プラネタリウム

 プラネタリウムに行ってきた。朝から休日出勤して一人残務を処理した後に、ふと思い立ち行ってみたのだ。

 ほの暗いドームの中、直径20メートルの半球型の空間は独特の雰囲気がある。椅子を思い切りリクライニングさせてクリーム色の天を仰ぐとワクワク感がつのる。目の前に黒くそびえる投影機に「今日も飛びっきりの星空を頼むぜ」と心ひそかにエールを送る。

 上映が始まり、夕焼け空から夜空へと変わる瞬間が好きだ。

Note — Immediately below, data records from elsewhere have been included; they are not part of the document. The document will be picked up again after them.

PR #142, opened 2024-02-05
BGZIP and MT writer

hopedisastro:
Script 1 bgzips a VCF file, writing to output and a separate script reads the bgzip file into a hail matrix table. Outputs Hail matrix table to a GCP bucket, ready for downstream analysis with Hail query.


hopedisastro:
I couldn't get it to work as one script. But I think it's ok to keep it separate like this - allows for greater flexibility in the future

str/helper/bgzip.py
```diff
@@ -0,0 +1,68 @@
...
+            'vcf.bgz.tbi': '{root}.vcf.bgz.tbi',
+        }
+    )
+
+    bcftools_job.command(
+        f"""
+
+        bcftools view {vcf_input} | bgzip -c >  {bcftools_job.vcf_output['vcf.bgz']}
+
+        tabix -f -p vcf {bcftools_job.vcf_output['vcf.bgz']}
```
MattWellie, line 56: -f shouldn't be required here, this is a freshly created name

MattWellie (approved):
LGTM

str/helper/bgzip.py
hopedisastro, line 56:
```suggestion
```

hopedisastro: remove tabix

str/helper/bgzip.py
```diff
@@ -0,0 +1,68 @@
...
+    bcftools_job = b.new_job(name=f'{input_file_name} BGZIPPING')
+    bcftools_job.image(BCFTOOLS_IMAGE)
+    bcftools_job.memory(job_memory)
+    bcftools_job.storage(job_storage)
+    bcftools_job.cpu(job_cpu)
+
+    bcftools_job.declare_resource_group(
+        vcf_output={
+            'vcf.bgz': '{root}.vcf.bgz',
+            'vcf.bgz.tbi': '{root}.vcf.bgz.tbi',
```
hopedisastro, line 47:
```suggestion
```

PR #143, opened 2024-02-05
Exports a MT to GCP bucket

hopedisastro:


str/helper/mt_extractor.py
```diff
@@ -0,0 +1,34 @@
...
+    '--file-path',
+    help='GCS file path to BGZIP VCF file.',
+    type=str,
+)
+@click.command()
+def main(file_path):
+    """writes a BGZIP VCF as a Hail Matrix Table to a GCS bucket"""
+
+    init_batch()
+    gcs_path = output_path('str.mt', 'analysis')
```
MattWellie, line 29: I'm not super wild about this, does all this data need to be in an analysis bucket? I'm mostly concerned that this script becomes a way of taking any VCF data and transcribing it to a less protected bucket

str/helper/mt_extractor.py
```diff
@@ -0,0 +1,34 @@
+#!/usr/bin/env python3
+# pylint: disable=missing-function-docstring,no-member
```
MattWellie, line 2: I'm not sure either of these are relevant, you have one function with a docstring

str/helper/mt_extractor.py
```diff
@@ -0,0 +1,34 @@
...
+import hail as hl
+import click
+
+from cpg_utils.hail_batch import output_path, init_batch
+
+
+@click.option(
+    '--file-path',
+    help='GCS file path to BGZIP VCF file.',
+    type=str,
```
MattWellie, line 22: Not important, but the default type of a click arg is str, so this shouldn't need clarification

MattWellie (changes requested):

str/helper/mt_extractor.py
hopedisastro, line 2:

何度見ても本物の夜空を見ているような気持ちになる。実は夕焼け空を投影している間にドームごと地球の裏側に瞬間移動していて、そこでドームを開けるから本当の夜空が目の前に広がっているのだ…。子供の頃に想像した事なのだけれど、やっぱりそんな気持ちになる。そう考えたくなる理由は分かっている。夜空と比べて夕焼け空がリアルさという点で劣っているからだ。昔の特撮ヒーロー物で、空を飛ぶシーンの人形がいかにもおもちゃっぽくて悲しかった。ヒーローが着地するとリアルさがグッと増し安心するのと同じだ(どちらも作り物なのに)。

 子供の頃から何度となく通ったこのプラネタリウム。普段決して見ることのできない満天の星空に目を見張り、本当はこんなにたくせんの星があるのだと驚いた。本物の星空を見たのは大学生になってから。合宿で訪れた高原で「プラネタリウムみたいだ」と感動した。少し屈折しているけれど、都会育ちにとっては普通のことだろう。

 50分の上映時間はあっという間に過ぎ、ドームの中は夜から朝へ変わり「おはよう」という気持ちになる。ふと気がつくと終盤1/4の記憶があいまいだ。どうやら眠ってしまったようだ。ランチの時に軽くビールを飲んだのだけれど、仕事して一杯飲んで夜が来て眠る。そして今が朝ならば今日は二日分。何か得した気分だぞ。